• _STUDY MATERIAL_
- - - -

PR #308, opened 2024-04-07
Make `UselssAssertion` autocorrect `contextual`

Earlopain:
This is an annoying autocorrect to happen while typing.

-----------------

* [ ] Squashed related commits together.
* [ ] Added tests.

### DIFF
--- a/changelog/change_make_useless_assertion_as_contextual.md
+++ b/changelog/change_make_useless_assertion_as_contextual.md
@@ -1,0 +1,1 @@
+* [#308](https://github.com/rubocop/rubocop-minitest/pull/308): Make `UselssAssertion` autocorrect `contextual`. ([@earlopain][])
--- a/config/default.yml
+++ b/config/default.yml
@@ -349,3 +349,4 @@ Minitest/UselessAssertion:
   Description: 'Detects useless assertions (assertions that either always pass or always fail).'
   Enabled: pending
   VersionAdded: '0.26'
+  AutoCorrect: contextual


koic:
Hm, I don't see the use case for setting this cop to `AutoCorrect: contextual`.

Earlopain:
Here's how it goes for me usually

[Screencast_20240407_173508.webm](https://github.com/rubocop/rubocop-minitest/assets/14981592/afcd2022-7cf2-47c0-880b-6cc9af068500)

koic:
Thank you for making the video. However, I didn't quite get it. Can you provide some additional explanation in text?

Earlopain:
Sure, I can try. When I write tests I do this tend to do this:

```
assert_equal([], some_method)
# Expected: []
# Actual: ["foo", "bar"]
```

I let the tests run, get the data from the failure, and copy it over to the first argument to make it pass. With the autocorrect I have an extra step where I need to restore the intended `assert_equal` to make it work.

Hope that makes sense.

andyw8:
I understand the annoyance for your workflow, but I think this shouldn't be marked contextual. I think there would be many genuine occurrences that won't be caught until a full RuboCop check is run, e.g. after pushing to CI.

koic:
I agree with @andyw8. So, applying `AutoCorrect: contextual` for cases clearly written with unintended arguments would mean that most cops in RuboCop Minitest would no longer be `AutoCorrect: always` (default).
I will close this PR, but thank you for the video and the explanation.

- - - -

A verbatim copy of the lines from the one with "I understand the" to the end of the listing is the whole answer.

• _SOLUTION_
I understand the annoyance for your workflow, but I think this shouldn't be marked contextual. I think there would be many genuine occurrences that won't be caught until a full RuboCop check is run, e.g. after pushing to CI.

koic:
I agree with @andyw8. So, applying `AutoCorrect: contextual` for cases clearly written with unintended arguments would mean that most cops in RuboCop Minitest would no longer be `AutoCorrect: always` (default).
I will close this PR, but thank you for the video and the explanation.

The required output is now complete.